> _Stored data_
PR #201, opened 2025-03-19
Add QQE-1450 test plan

mocenas:
### Links

Add test plan for websocket next. There is no quarkus JIRA for the issue yet. If one is created we can rename this TP.

Quarkus documentation: 
https://quarkus.io/version/main/guides/websockets-next-reference
https://quarkus.io/guides/websockets-next-tutorial

Extension/feature community status: stable

   - Logging
   - Tracing
   - Metrics
   - Security
   - OpenAPI
   - Data sources
   - Frontend
   - Qute

### DIFF
--- a/QQE-1450.md
+++ b/QQE-1450.md
@@ -1,0 +1,61 @@
+# QQE-1450 Websocket next
+
+## Scope of testing
+Verify quarkus' websocket-next extension.
+Covers both websocket server and client.
+
+### Test cases
+- Smoke test - verify test client can connect to quarkus WS server and exchange messages.
+  - Cover both text and binary messages.
+- Multiple clients exchanging messages though server.
+  - Verify broadcasting messages works for more than 2 clients.
+- Exchange messages using reactive API.
+- Cover telemetry gathering.
+  - OpenTelemetry traces.
+  - Micrometer metrics.
+- Error handling - onError endpoint should be called if:
+  - Runtime exception is thrown on endpoint
+  - Uni/Multi receives a failure
+- Test (de)serialization of object - with both default and custom codec.
+- Ping, pong messages
+  - Verify configuration for periodic ping sending - for both client and server.
+  - Verify that pong messages are send and contain same data as ping.
+- Concurrent processing mode - in this mode, quarkus does not guarantee ordering of events.
+  - Test that long processing of one event, does not block the following one.
+- Subwebsockets - verify these work and have correct HTTP path.
+- Storing custom user data into sessions on server and client APIs.
+- Inspecting HTTP upgrade to WS.
+  - Verify the inspection event is called and upgrade can be rejected.
+- TLS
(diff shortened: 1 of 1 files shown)


rsvoboda:
Replacing myself with Michal as reviewer

fedinskiy (commented):
What about additional topics, eg metrics or security?

Also, I do not really understand what does second sentence in `scope` section should mean.

mocenas:
> What about additional topics, eg metrics or security?

I'm not sure what security tests would add to this. Security at WS basically takes all settings from normal quarkus HTTP server (either you want TLS or authentication), and adds them without much config. I can add these tests, but don't see much value in them.

Quarkus WS supports OTEL traces and micrometer metric. That is probably worth testing. I will add it.

> Also, I do not really understand what does second sentence in `scope` section should mean.

I agree that one is redundant, I will remove it.

QQE-1450.md
```diff
@@ -0,0 +1,38 @@
+# QQE-1450 Websocket next
+
+## Scope of testing
+Verify quarkus' websocket-next extension.
+Covers both websocket server and client.
+
+### Test cases
```
mjurc, line 7: This section feels really bare bone to me right now. Is the intent just to test ping pong type of apps? What about serialization/rest of features mentioned in docs, is there any plan for that? 

I see there's ten types of endpoints, six server APIs and three client APIs just in the docs. What's the plan for those?

Any thoughts about security, maybe even TLS? That's probably closer to real life usage :)

mjurc (changes requested):

rsvoboda:
Just fyi, to see list of websockets (next) related changes in the codebase look into https://github.com/quarkusio/quarkus/pulls?q=is%3Apr+is%3Aclosed+label%3Aarea%2Fwebsockets+-label%3Atriage%2Finvalid+base%3Amain

QQE-1450.md
mocenas: > This section feels really bare bone to me right now. Is the intent just to test ping pong type of apps? What about serialization/rest of features mentioned in docs, is there any plan for that?

I originally wanted to go with "focus on hight level scenarios" approach. But if we want to be exhaustive, I have no problem with that. More scenarios added.

> I see there's ten types of endpoints, six server APIs and three client APIs just in the docs. What's the plan for those?

Honestly it kindof feels to me like the docs likes to put a numbered headline above every small thing. One test scenario covers like 8 of these sections. But I've added more scenarios, it should cover all of these sections.


> Any thoughts about security, maybe even TLS? That's probably closer to real life usage :)

I've added scenarios for authentication, authorization and TLS. (BTW: IMHO in this context "security" is really broad and non-specific term).

mjurc (approved):
Thanks for the updates.

Let's go with this now :)

fedinskiy (approved):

> _Your objective_
Among the lines of the data, find every one that holds "server" and copy it.

> _Answer section_
+Covers both websocket server and client.
+- Smoke test - verify test client can connect to quarkus WS server and exchange messages.
+- Multiple clients exchanging messages though server.
+  - Verify configuration for periodic ping sending - for both client and server.
+- Storing custom user data into sessions on server and client APIs.
I'm not sure what security tests would add to this. Security at WS basically takes all settings from normal quarkus HTTP server (either you want TLS or authentication), and adds them without much config. I can add these tests, but don't see much value in them.
+Covers both websocket server and client.
I see there's ten types of endpoints, six server APIs and three client APIs just in the docs. What's the plan for those?
> I see there's ten types of endpoints, six server APIs and three client APIs just in the docs. What's the plan for those?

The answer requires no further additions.